Exercise directions -> Using the data below, work out how many lines contain the word "requestSource", then state that number without comment.

Given entries ->
PR #2342, opened 2023-11-23
feat(DTFS2-6461): change p to h2 tags for visual headings on TFM deal page

MarRobSoftwire:
## Introduction
The tfm deal page has visual headings `Facilities`, `Bank Security` and `Bank Application or Notice` which are not semantically marked up with h tags. This is problematic for blind screen reader users

## Resolution
Replaced the `p` tags with `h2` tags.

### Before
image_720

### After
image_720

## Notes
I cannot render this locally but have used inspect element on the dev site to check the change. There is a slight change to the styles with `margin-block-start` and `margin-block-end` going from `1em` to `.83em`.

### DIFF
--- a/trade-finance-manager-ui/templates/case/deal/deal.njk
+++ b/trade-finance-manager-ui/templates/case/deal/deal.njk
@@ -21,7 +21,7 @@
 
   <div class="govuk-grid-row" data-cy="deal-facilities">
     <div class="govuk-grid-column-full separator-line deal">
-      <p class="ukef-heading-l" id="deal-ukef-heading">Facilities</p>
+      <h2 class="ukef-heading-l" id="deal-ukef-heading">Facilities</h2>
 
         {% if deal.dealType == 'GEF' %}
           {% if deal.isFinanceIncreasing %}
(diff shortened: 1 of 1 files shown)


MarRobSoftwire:
I checked the rest of the code for `p` tags using a `ukef-heading` style and found a couple of examples
* `trade-finance-manager-ui\templates\case\parties\_macros\parties-key-value-array-grid-row.njk`
* `trade-finance-manager-ui\templates\case\parties\_macros\parties-key-value-grid-row.njk`
These each use `ukef-heading-xs` but I cant tell if semantically this should be a heading

lmarrai-sw:
> I checked the rest of the code for `p` tags using a `ukef-heading` style and found a couple of examples
> 
> * `trade-finance-manager-ui\templates\case\parties\_macros\parties-key-value-array-grid-row.njk`
> * `trade-finance-manager-ui\templates\case\parties\_macros\parties-key-value-grid-row.njk`
> 
> These each use `ukef-heading-xs` but it looks like they're key / value pairs in a table so probably doesn't want to be a heading

I'll run these locally to check them, thanks for flagging them @MarRobSoftwire

lmarrai-sw (approved):

PR #2343, opened 2023-11-23
feat(DTFS2-none): remove aria label tests and update underwriting heading test

MarRobSoftwire:
## Introduction
#2283 didnt update the e2e tests 

##Resolution
* remove redundant checks for `aria-labels` that have been removed
* update check for `deal` heading to `underwriting`


lmarrai-sw (approved):
Thanks @MarRobSoftwire

PR #2344, opened 2023-11-23
fix: add back eslint parser typescript defs

ChristianMcc:
## Introduction
Fix any issues from the most recent main -> main-stbr merge

### DIFF
--- a/portal/templates/admin/user-edit.njk
+++ b/portal/templates/admin/user-edit.njk
@@ -7,6 +7,7 @@
 
 
 {% extends "index.njk" %}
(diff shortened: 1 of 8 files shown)


portal/templates/admin/user-edit.njk
JoshBinns2000, line 1: Lines 21 to 27 shouldn't be there and line 10 should be - this is to do with the positioning of the back-link

ChristianMcc: good catch! fixed :)

PR #3035, opened 2024-04-17
fix(DTFS2-7105): consistent ignore files

abhi-markan:
## Introduction :pencil2:
Ensure consistent `.*ignore` files content

* Single root `.prettierignore` and `.eslintignore` files.
* Removed micro-service specific files, since they will not be required during build process.

* Disabled Jest generated reports as per https://github.com/jthodge/til/blob/main/javascript/disable-jests-auto-generated-coverage-reports.md guide.
* `tsc --noEmit` to be executed on `*.ts` staged files only.
* Few lint fixes.

### DIFF
--- a/.eslintignore
+++ b/.eslintignore
@@ -1,1 +1,19 @@
+# Root
+node_modules/
+dist/
+build/
+public/
 generated_reports/
+coverage/
+package*.json
+.cache
+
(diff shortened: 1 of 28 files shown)


avaitonis (approved):
No issues from me

PR #3036, opened 2024-04-17
feat(FN-2293): display report status in portal

RLavender98:
## Introduction :pencil2:
We want to let bank users see the status of reports as they are reconciled.

- Display the report status of previously uploaded reports on the previous reports page in portal

image


RLavender98:
Converting to draft because needs to go into a release-3 branch and not into feat/e2etf-sql

francescastocco (commented):
Looks good!

portal/component-tests/utilisation-report-service/_macros/report-reconciliation-status.component-test.js
JoshBinns2000, line 1: Not something for this PR, but if we start sharing more components between services it may be worthwhile to add a components export to `libs/common` so that they remain consistent

portal/server/types/view-models/previous-reports.ts
JoshBinns2000, line 1: Now that the `lint:fix` command should work (after merging the latest version of `main` in), I think that needs to be run for `portal` to fix formatting errors in this file (and others if there are any)

portal/server/controllers/utilisation-report-service/previous-reports/helpers/previous-reports-view-model-mapper.test.ts
```diff
@@ -0,0 +1,250 @@
...
+        { year: 2024, reports: [] },
+        { year: 2023, reports: [] },
+      ];
+
+      // Act
+      const result = mapToPreviousReportsViewModel('2023', user, responseBody);
+
+      // Assert
+      expect(result.navItems).toHaveLength(2);
+      expect(result.navItems[0]).toEqual({
```
JoshBinns2000, line 73: Does this work if you write `expect(result.navItems).toEqual([{ <navItem1> }, { <navItem2> }]);`?

portal/test-helpers/test-data/bank-report-period-schedule.ts
```diff
@@ -0,0 +1,16 @@
+import { BankReportPeriodSchedule } from '@ukef/dtfs2-common';
+
+export const aMonthlyBankReportPeriodSchedule = (): BankReportPeriodSchedule => [
```
JoshBinns2000, line 3: I'm not so sure about this test helper - I thought the `aThing()` pattern was good for getting a base object which can have it's properties overwritten or modified to match your test case whilst still preserving everything else you would expect it to have. In this case, you would never want to modify anything on the return value of this function, so it doesn't fit that criteria (with the caveat that this criteria could just be something my brain has come up with from our current usage of this pattern).

It's also a bit of a semantic thing in the `aMonthlyBankReportPeriodSchedule` uses the indefinite article, but there is only one monthly bank report period schedule. In this context it can also mean "a monthly bank report period schedule *object*" , which is fine with respect to the indefinite article, so if it is meant in this way then I think it's fine.

This is mainly a concern to me because of our current usage of this pattern, as it may lead some unsuspecting dev to write something like
```typescript
const scheduleWithJanuaryToMarch: BankReportPeriodSchedule = [
  ...aMonthlyBankReportPeriodSchedule(),
  { startMonth: 1, endMonth: 3 },
];
```
which wouldn't work as they expect. I doubt someone would end up doing this so I don't feel strongly about it, but what do you think?

JoshBinns2000 (changes requested):
After the latest changes to `main` get merged in, I think a `npm run lint:fix` in `portal` needs to be run as there are a few formatting issues. Other than that, it looks pretty good and I like the new previous reports work

portal/server/controllers/utilisation-report-service/previous-reports/helpers/previous-reports-view-model-mapper.test.ts
RLavender98: Yeah, I think to me it doesn't make much difference, generally I like try and keep my assertions as specific as possible (although this is covering quite a lot anyway I suppose actually). I can switch it if you think asserting the whole array at once is better?

portal/test-helpers/test-data/bank-report-period-schedule.ts
RLavender98: I actually think the `aThing` helpers are really useful for the tests where we don't want to change anything, just gives us what we need straight up, with zero chance of cross-test interference.
And yeah for me it is the "object"-ness of this that justifies the grammar, I do agreed does feel slightly weirder than some of the other uses.
That example usage would actually be quite a nice way for making an invalid schedule to test the schedule validator for example, and a case where if instead someone accidentally edited a variable we used across tests to achieve it would cause lots of other tests to fail!

JoshBinns2000: That all makes sense to me :)

portal/server/controllers/utilisation-report-service/previous-reports/index.ts
```diff
@@ -1,60 +1,27 @@
...
 
 type GetPreviousReportsRequest = Request & {
   query: {
     targetYear?: string;
   };
 };
 
+const renderPreviousReportsPage = (res: Response, context: PreviousReportsViewModel) => {
+  res.render('utilisation-report-service/previous-reports/previous-reports.njk', context);
+};
```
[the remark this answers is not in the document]
JoshBinns2000: Okay - I think we should leave this for now, but I wonder if there will be a way of writing a declaration file which adds a generic for `res.render` like
```typescript
res.render<RenderOptions extends object>(view: string, options?: RenderOptions, ...)
```
but that's not for this PR

portal/server/controllers/utilisation-report-service/previous-reports/helpers/previous-reports-view-model-mapper.test.ts
JoshBinns2000: I think in this case asserting the whole array would allow you to capture both the length and item assertions in one line, but I don't particularly mind which one we go with

RLavender98: I would say I don't think keeping assertions to as few lines as possible is important, in fact I would almost go the other way, in trying to have each way a test can break as it's own assertion so you immediately see which way the test broke when it breaks. It also gives you a good way of seeing if you are testing too much in one test, if you end up with lots of assertions you might actually be best off splitting the test rather than combining the assertions down into as few assertions as possible.

JoshBinns2000 (approved):
LGTM - if possible, could we add a screenshot of what this adds to the PR description so that, if people come back to this PR, they know what was added in terms of the frontend?

portal/server/controllers/utilisation-report-service/previous-reports/helpers/previous-reports-view-model-mapper.test.ts
JoshBinns2000: I think jest is pretty good at showing you where the test has gone wrong even if you only do one object assertion, but I suppose it depends on how you read tests and what specifically goes wrong - I have seen cases where more assertions makes it harder to figure out where things went wrong and cases where fewer assertions do the same thing. I don't think it makes much difference either way in this particular case though and agree with the general principle that if you're testing a large object which has some mapped values, the tests themselves should probably be split up rather than just the assertions

PR #3043, opened 2024-04-19
fix(FN-1859): batch save fee records in uploading report 

ChristianMcc:
## Introduction :pencil2:
We were hitting issues when saving large utilisation reports in the form of a parameter limit being hit in SQL server (2100) which was stopping us uploading these files

I've split up the saving into a transaction that saves the report and then chunks through the saving of the fee records to get around this issue


dtfs-central-api/src/helpers/fee-record.helper.test.ts
```diff
@@ -43,6 +45,7 @@ describe('fee-record.helper', () => {
           lastUpdatedByIsSystemUser: false,
           lastUpdatedByPortalUserId: requestSource.userId,
           lastUpdatedByTfmUserId: null,
+          report: report,
```
ChristianMcc, line 48: oops this should be shorthand

dtfs-central-api/src/services/state-machines/utilisation-report/event-handlers/report-uploaded/report-uploaded.event-handler.ts
```diff
@@ -19,11 +21,28 @@ export type UtilisationReportReportUploadedEvent = BaseUtilisationReportEvent<'R
...
+    feeRecordCsvRowToSqlEntity({
+      dataEntry,
+      requestSource,
+      report,
+    }),
+  );
+  await transactionEntityManager.save(FeeRecordEntity, feeRecordEntities, { chunk: 100 });
+
+  report.feeRecords = feeRecordEntities;
+  return report;
```
JoshuaB-Coding, line 47: I'm surprised the linter didn't get angry with this bit as well because we're modifying a function parameter. Because we have annotated the return type of this function, I think it would be fine to remove the error by returning `{ ...report, feeRecords: feeRecordEntities };`, but that's only if we think this error is worth addressing

JoshuaB-Coding (commented):
Nice way of addressing the chunking issue - just left a few small comments

dtfs-central-api/src/services/state-machines/utilisation-report/event-handlers/report-uploaded/report-uploaded.event-handler.ts
JoshuaB-Coding: Just checked and it seems that the linter does get angry with this as well 😆

dtfs-central-api/src/v1/controllers/utilisation-report-service/post-upload-utilisation-report.controller/index.ts
```diff
@@ -73,8 +78,33 @@ export const postUploadUtilisationReport = async (req: PostUploadUtilisationRepo
...
     });
+    await queryRunner.commitTransaction();
+    return updatedReport;
+  } catch (error) {
+    await queryRunner.rollbackTransaction();
+    if (error instanceof ApiError) {
+      throw error;
+    } else {
+      throw new TransactionFailedError();
+    }
```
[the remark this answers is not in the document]
ChristianMcc: Will update the try-catch, the api error comes inside the eventHandler if it's an invalid event and can propagate up to here

dtfs-central-api/src/services/state-machines/utilisation-report/event-handlers/report-uploaded/report-uploaded.event-handler.ts
ChristianMcc: I'm just going to remove line 46, right now it has no use anyway

dtfs-central-api/src/v1/controllers/utilisation-report-service/post-upload-utilisation-report.controller/index.ts
```diff
@@ -51,16 +52,20 @@ type PostUploadUtilisationReportRequest = CustomExpressRequest<{
...
-/**
- * Controller for the utilisation report upload
- * @param req - The request object
- * @param res - The response object
- */
-export const postUploadUtilisationReport = async (req: PostUploadUtilisationReportRequest, res: Response) => {
-  try {
-    const { reportId, reportData, user, fileInfo } = req.body;
-    const uploadedByUserId = user._id.toString();
+export const uploadReportInTransaction = async (
```
francescastocco, line 55: Does this need a docstring?

dtfs-central-api/src/v1/controllers/utilisation-report-service/post-upload-utilisation-report.controller/index.ts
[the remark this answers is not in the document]
JoshuaB-Coding: I forgot but the `TransactionFailedError` does extend `ApiError`, so it's just a specific case of `ApiError` with a message that looks similar to the one you put (and a 500). So I think you would only want to throw the `TransactionFailedError` rather than having this `if-else`

dtfs-central-api/src/services/state-machines/utilisation-report/event-handlers/report-uploaded/report-uploaded.event-handler.ts
JoshuaB-Coding: I think it does do something. Without that line, `report.feeRecords` would be `undefined` (or `[]` - I'm not sure which by default but I think `undefined` probably)

ChristianMcc: Ye I suppose I was being lazy and meaning we don't use those feeRecords everywhere. Cause of typing issues I'll just add an `updateWithFeeRecords` method to the utilisationReportEntity to fix this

Task response -> 2